Getting back to Rysznard Kapuscinski (1932-2007): he was a brilliant Polish journalist who spent forty years, more or less, trampling throughout the African continent as its disparate nations were emerging from European colonialism to a mainly chaotic and often tragic independence in the later twentieth century.  His Shadow of the Sun (1998) is unlike any other “travel” book I have read.  He went all over Africa, and in a couple of dozen shortish chapters he displays a magnificent humanistic sympathy for a dizzying diversity of individual Africans and the extraordinary physical and cultural conditions in which they live.  Most of the essays in the book could be fairly described as “impressionistic,” but one alone aspires to objective history.  It is called “A Lecture on Rwanda,” and it brought me as close as I am ever likely to come to “understanding” the Rwandan genocide of the 1990s—an orgy of “ethnic cleansing” in which at least half a million men women and children were hacked, bludgeoned, stabbed, crushed, and incinerated to death by their neighbors and fellow Rwandans.  The old colonial powers hardly helped; but Kapuscinski persuades me that the genocide was, eventually, mainly about cows.

 zebu cow

The historical scene Kapuscinski invokes was not unlike that of Anglo-Norman England.  You had in medieval Rwanda a tribal society in which a small aristocratic group (Tutsis) lorded it over a large population of agricultural serfs (Hutus).   Both were part of the Banyarwanda nation, speaking the same language.  But the Tutsis were cattlemen, the Hutus dirt farmers.  “The greatest, and really sole wealth [of the Tutsis] was cattle: the zebu cows, a breed characterized by long, beautiful, swordlike horns.  These cows were never killed—they were sacred, immutable.”  The Tutsi king’s personal herd was enormous.  The great annual ceremony was a parade of cows.  “A million of them would pass before the monarch.  This lasted hours.  The animals raised clouds of dust that hung over the kingdom for a long time.”  Open ground squandered on cattle grazing could not be tilled for crops, and the Tutsi demands for expanding grazing grounds was insatiable.  Free range cattle are a most inefficient means of delivering dietary protein.  Free range cattle raised for symbolic wealth accumulation demonstrate “savage capitalism” in embryo.  By the mid-twentieth century there was a huge population in Rwanda trying to live on far too little land.  By then the ancient zebu herds might be more racial memory than reality, but they were a very powerful memory.
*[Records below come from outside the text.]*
PR #3059, opened 2017-02-21
Send speech body as html

steventux:

Another small change to the presenter to present body content similar to other formats.

### DIFF
--- a/test/unit/presenters/publishing_api/speech_presenter_test.rb
+++ b/test/unit/presenters/publishing_api/speech_presenter_test.rb
@@ -43,8 +43,17 @@ class PublishingApi::SpeechPresenterTest < ActiveSupport::TestCase
       create(:speech,
              title: "Speech title",
              summary: "The description",
-             body: "Some content",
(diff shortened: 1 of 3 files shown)


test/unit/presenters/publishing_api/speech_presenter_test.rb
```diff
@@ -43,10 +43,19 @@ def iso8601_regex
       create(:speech,
              title: "Speech title",
              summary: "The description",
-             body: "Some content",
+             body: "# Woo!\nSome content",
              role_appointment: role_appointment)
     end
 
+    let(:expected_body) do
+      expected_body = <<-HTML.strip_heredoc
```
andrewgarner: I think you can call `chomp` after `strip_heredoc` like this:
```rb
<<-HTML.strip_heredoc.chomp
<div>foo</div>
HTML
# => "<div>foo</div>"
```

steventux: :+1: good to know

PR #3061, opened 2017-02-21
Switch News Article rendering app to government-frontend

Rosa-Fox:
[Trello](https://trello.com/c/4tpycpbA/617-news-article-migration-5-final-tasks-deploy-1)

### DIFF
--- a/test/unit/presenters/publishing_api/generic_edition_presenter_test.rb
+++ b/test/unit/presenters/publishing_api/generic_edition_presenter_test.rb
@@ -29,7 +29,7 @@ module PublishingApi
         need_ids: [],
         public_updated_at: edition.updated_at,
         publishing_app: 'whitehall',
-        rendering_app: 'whitehall-frontend',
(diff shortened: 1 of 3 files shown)


test/unit/presenters/publishing_api/generic_edition_presenter_test.rb
```diff
@@ -29,7 +29,7 @@ def present(edition, options = {})
         need_ids: [],
         public_updated_at: edition.updated_at,
         publishing_app: 'whitehall',
-        rendering_app: 'whitehall-frontend',
+        rendering_app: 'government-frontend',
```
Davidslv: You could use `Whitehall::RenderingApp::GOVERNMENT_FRONTEND` as the value there, so if it get's changed there's no need to change the test.

Also none of those constants are frozen https://github.com/alphagov/whitehall/blob/master/lib/whitehall/rendering_app.rb#L3

PR #3062, opened 2017-02-21
Add event tracking to checkboxes on topic tagging page

klssmith:
This sends data to Google Analytics when taxon checkboxes are checked or
unchecked. The data sent includes:

- whether the checkbox is checked or unchecked
- the taxon name of the checkbox
- the public path of the document
- the content format of the document
- the content id of the document

Trello card: https://trello.com/c/pbtbMZer/469-add-event-tracking-to-checkboxes-on-topic-tagging-page

Paired with @Davidslv

### DIFF
--- a/app/assets/javascripts/admin/modules/taxonomy_tree_checkboxes.js
+++ b/app/assets/javascripts/admin/modules/taxonomy_tree_checkboxes.js
@@ -43,11 +43,36 @@
       return $checkedSiblings.length > 0;
     };
 
+    var checkboxTrackClick = function(action, options) {
+      var root = window;
+      root.ga('send', 'event', {
+        eventCategory: options.eventCategory,
+        eventAction: action,
+        eventLabel: options.eventLabel,
+        eventValue: 1,
+        cd1: options.cd1,
+        cd2: options.cd2,
+        cd4: options.cd4
+      });
+    };
+
     this.start = function(element) {
-      $(element).on('click', 'input:checkbox', function() {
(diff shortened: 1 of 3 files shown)


app/assets/javascripts/admin/modules/taxonomy_tree_checkboxes.js
```diff
@@ -56,8 +81,10 @@
         and the content could be shown to users seeking any of them.
         */
         if (checked) {
+          checkboxTrackClick("checkboxClickedOn", options);
```
MatMoore: When we automatically check/uncheck the ancestors/descendants, does this trigger another event that causes those checkboxes to be tracked as click?

I think we'd want to track just the user behaviour, since we are using number of clicks as a proxy for how confident the users are when using the interface, and the actual number of checked/unchecked depends on where in the taxonomy you're tagging to.

Davidslv: @MatMoore this only triggers when the user clicks the actual checkbox, the ancestors will not be triggering this, checking the ancestors is responsibility of `checkAncestors(this)` function

Here I've clicked on "Maths" and "GCSE subject content and requirements"
screen shot 2017-02-22 at 11 05 30


Here I've unchecked "GCSE subject content and requirements"

screen shot 2017-02-22 at 11 06 06


You can see from the screenshots that the event is only triggered once per click.
I hope that answers your question.

PR #3063, opened 2017-02-21
Use `links#policies` 

gpeng:
https://github.com/alphagov/govuk-content-schemas/pull/532 makes all Whitehall formats consistently use `links#policies` rather than `links#related_policies`. 

This PR updates the format presenters to use the correct link name and the sync checks for edition formats to check it correctly.

Needs [govuk-content-schemas](https://github.com/alphagov/govuk-content-schemas/pull/532) to be deployed to get the tests to pass.

### DIFF
--- a/app/presenters/publishing_api/case_study_presenter.rb
+++ b/app/presenters/publishing_api/case_study_presenter.rb
@@ -33,7 +33,7 @@ module PublishingApi
         [
           :organisations,
           :parent,
-          :related_policies,
+          :policies,
           :topics,
           :world_locations,
           :worldwide_organisations,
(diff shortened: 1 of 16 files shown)


fofr:
Does government-frontend need updating?

gpeng:
I don't think we need to update `government-frontend` until we remove `related_policies` from the schemas altogether. Looks like it already supports both.

https://github.com/alphagov/government-frontend/blob/master/app/presenters/linkable.rb#L11-L12

gpeng:
Closing this as we've decided to go with `related_policies` for everything instead 🙀 which avoids clashes with the `working_group` -> `policies` reverse links in publishing api.

PR #3066, opened 2017-02-22
Fix collections

mgrassotti:
Trello: https://trello.com/c/39Aq7Oxm/598-whitehall-routes-for-document-collections

Some collections were not correctly migrated, so we republish them in
Whitehall.


Davidslv:
is there a schema.rb change to go with this commit?

mgrassotti:
@Davidslv I don't think so, as this is just a data migration

PR #3006, opened 2017-02-01
Remove Consultation presentation

andrewgarner:
Consultations have been migrated and are now rendered by [Government Frontend](alphagov/government-frontend). This removes the frontend code that is no longer needed.

[Trello](https://trello.com/c/LYFL1ZH9/)

PR #3067, opened 2017-02-22
Revert "Remove Consultation presentation"

gpeng:
Reverts alphagov/whitehall#3006 We need to contnue to use Whitehall for preview until we implement the draft links as consultations can have `HtmlAttachment`s.


fofr:
@gpeng Can be bring this back now?

PR #3070, opened 2017-02-22
Prevent page crashing when edition has no expanded_links

Davidslv:
On whitehall, when a user creates a new document, and that document is then associated with an Education organisation (under lead organisations) and saves the page, it crashes the next page.

This is because 

>A draft can be tagged by the new taxonomy tagging form, but it doesn't receive other kinds of tags (set in the edit form) until publish time. All the tags except for taxons are coupled to the 2i workflow at the moment.

This commit rescues `GdsApi::HTTPNotFound ` and uses a new object, `MissingExpandedLinks`,
this object is responsible to solely return an empty array and prevent the view to crash.

Trello:
https://trello.com/c/nsuNcWNC/504-fix-bug-with-editing-a-draft-document-and-expanded-links

### Before
screen shot 2017-02-22 at 18 16 26

### After

screen shot 2017-02-22 at 18 16 49

### DIFF
--- a/app/services/expanded_links_fetcher.rb
+++ b/app/services/expanded_links_fetcher.rb
@@ -9,6 +9,18 @@ class ExpandedLinksFetcher
     ExpandedLinks.new(
       Whitehall.publishing_api_v2_client.get_expanded_links(content_id)
     )
+
+  rescue GdsApi::HTTPNotFound
+    MissingExpandedLinks.new
+  end
+
+  # TODO: This is a workaround, because Publishing API
+  # returns 404 when the document exists but there are no links
+  # This can be removed when that changes.
+  class MissingExpandedLinks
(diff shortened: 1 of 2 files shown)


tijmenb:
> This is because Publishing API didn't know about the expanded links of this draft document.

Shouldn't the publishing-api know the links for a draft? It should be possible to tag drafts and then publish them.

MatMoore:
@tijmenb 

A draft can be tagged by the new taxonomy tagging form, but it doesn't receive other kinds of tags (set in the edit form) until publish time. All the tags except for taxons are coupled to the 2i workflow at the moment.

So we had this case where the topics section can't be rendered until you've either visited the new tagging form, or published the document (and you can't do either if this page errors)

“That is how the Rwandan drama is engendered,” writes Kapuscinski, “the tragedy of the Banyarwanda nation, born of an almost Israeli-Palestinian inability to reconcile the interests of two social groups laying claim to the same scrap of land, too small and confined to accommodate them both.  Within this drama is spawned the temptation, at first weak and vague, but with the passing of years ever more clear and insistent, of the Endlosung—a final solution.”